AUGUSTA, Maine (AP) - Maine’s Republican governor is warning that lawmakers tasked with finding tens of millions of dollars to fund a voter-approved Medicaid expansion must also consider the potential return of $51 million in federal funding spent on the operation of a state psychiatric center.
Gov. Paul LePage recently told The Associated Press he expects federal officials will soon send a letter to Maine seeking action on the return of the $51 million spent on the Riverview Psychiatric Center. Federal officials demanded the return in June, and Maine has asked federal regulators to reconsider that decision.
“They want their money,” LePage said.
Federal Centers for Medicare & Medicaid Services spokesman Aaron Smith said the agency is working with the state and reviewing the request.

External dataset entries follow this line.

PR #37, opened 2019-06-27
[ODC-1165] Refactoring Reconcile and E2E Bootstrap

otaviof:
# Description

Refactoring `Reconciler` logic to be split up into components. The idea is to have a `Planner` to inspect the namespace and locate the backend CRD instance, and later a `Retriever` to load all the interesting data into a single secret, to be mounted as `envFrom` in the applications matching label selector.

## Testing

To run from source-code, run:

``` bash
operator-sdk up local --verbose --namespace openshift-operators
```

Assuming this operator and [postgresql operator](https://github.com/baijum/postgresql-operator) are already running, execute the following:

### Create a Database

``` yaml
---
apiVersion: postgresql.baiju.dev/v1alpha1
kind: Database
metadata:
  name: demo-database
spec:
  dbName: postgres
  image: docker.io/postgres:latest
  imageName: postgres
```

### Create a Deployment

``` yaml
---
apiVersion: extensions/v1beta1
kind: Deployment
metadata:
  name: busybox
  annotations:
    connects-to: demo-database
    environment: e2e
spec:
  replicas: 1
  template:
    metadata:
      labels:
        connects-to: demo-database
        environment: e2e
    spec:
      containers:
        - name: busybox
          image: busybox:latest
          command: [ "sleep", "3600" ]
```

### Create a `ServiceBindingRequest`

``` yaml
---
kind: ServiceBindingRequest
metadata:
  name: binding-request
spec:
  applicationSelector:
    matchLabels:
      connects-to: demo-database
      environment: e2e
    resourceKind: Deployment
  backingSelector:
    objectName: demo-database
    resourceName: postgresql.baiju.dev
    resourceVersion: v1alpha1
```

### Assert

The target deployment should have `envFrom` directive:

```
$ k get deploymentconfigs demo-nodejs-crud -o yaml |grep -A2 -i envfrom
      - envFrom:
        - secretRef:
            name: binding-request
```

And assert the items in a secret with the same name than `ServiceBindingRequest` has all interesting items:

```
$ k get secret binding-request -o json |jq --raw-output '.data'
{
  "SERVICE_BINDING_DATABASE_DBCONNECTIONIP": "",
  "SERVICE_BINDING_DATABASE_DBCONNECTIONPORT": "MA==",
  "SERVICE_BINDING_DATABASE_DBCREDENTIALS": "ZGVtby1kYXRhYmFzZS1wb3N0Z3Jlc3Fs",
  "SERVICE_BINDING_DATABASE_DBNAME": "cG9zdGdyZXM=",
  "SERVICE_BINDING_DATABASE_SECRET_PASSWORD": "cGFzc3dvcmQ=",
  "SERVICE_BINDING_DATABASE_SECRET_USER": "cG9zdGdyZXM="
}
```


test/e2e/servicebindingrequest_test.go
```diff
@@ -0,0 +1,191 @@
...
+	metav1 "k8s.io/apimachinery/pkg/apis/meta/v1"
+
+	"github.com/redhat-developer/service-binding-operator/pkg/apis"
+	v1alpha1 "github.com/redhat-developer/service-binding-operator/pkg/apis/apps/v1alpha1"
+)
+
+var (
+	retryInterval        = time.Second * 5
+	timeout              = time.Second * 120
+	cleanupRetryInterval = time.Second * 1
```
golangcibot: `cleanupRetryInterval` is unused (from `deadcode`)

pkg/controller/servicebindingrequest/reconciler.go
```diff
@@ -0,0 +1,226 @@
...
+			return &csv
+		}
+	}
+
+	return nil
+}
+
+// intermediarySecret create a secret to be used as a intermediary place beteween operator descriptor
+// fields and applications interested to have them.
+func (r *ReconcileServiceBindingRequest) intermediarySecret(csv *olmv1alpha1.ClusterServiceVersion) *corev1.Secret {
```
golangcibot: U1000: func `(*ReconcileServiceBindingRequest).intermediarySecret` is unused (from `unused`)

baijum:
@otaviof The `Makefile` and `.gitignore` changes could be a separate PR. So that we can merge it right away.

test/e2e/servicebindingrequest_test.go
```diff
@@ -0,0 +1,210 @@
...
+	cleanupTimeout       = time.Second * 5
+	replicas             = 1
+	operatorKind         = "ServiceBindingRequest"
+	operatorAPIVersion   = "apps.openshift.io/v1alpha1"
+	olmKind              = "CustomResourceDefinition"
```
golangcibot: `olmKind` is unused (from `deadcode`)

test/e2e/servicebindingrequest_test.go
```diff
@@ -0,0 +1,210 @@
...
+	olmAPIVersion        = "apiextensions.k8s.io/v1beta1"
```
golangcibot: `olmAPIVersion` is unused (from `deadcode`)

pkg/controller/servicebindingrequest/controller.go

Department of Health and Human Services spokeswoman Emily Spencer said the state hasn’t heard back yet.
LePage has blamed lawmakers for continuing to spend federal funds despite concerns raised since the hospital was decertified in 2013.
The federal agency decertified Riverview after inspections found stun guns and handcuffs were used on patients. Later inspections found more problems that included medication errors and paperwork problems.
“Our administration warned the Legislature over and over that action needed to be taken and those warnings were ignored. Now, we are faced with a financial tsunami,” LePage said.
Maine has been working to regain certification of Riverview but a federal judge ruled in 2015 that the state missed the deadline for appealing that decision.
Meanwhile, Maine faces another hefty, uncertain price tag - the cost of voter-approved Medicaid expansion to up to 90,000 citizens. The state faces an April deadline for submitting a Medicaid expansion plan to the federal government.
But it’s still unclear exactly how much Medicaid expansion will cost and save the state, or how and when the state will pay for its share of expansion.
LePage has been casting doubt on a nonpartisan legislative office’s estimate that Medicaid expansion will cost $54.5 million annually after projected savings by 2021.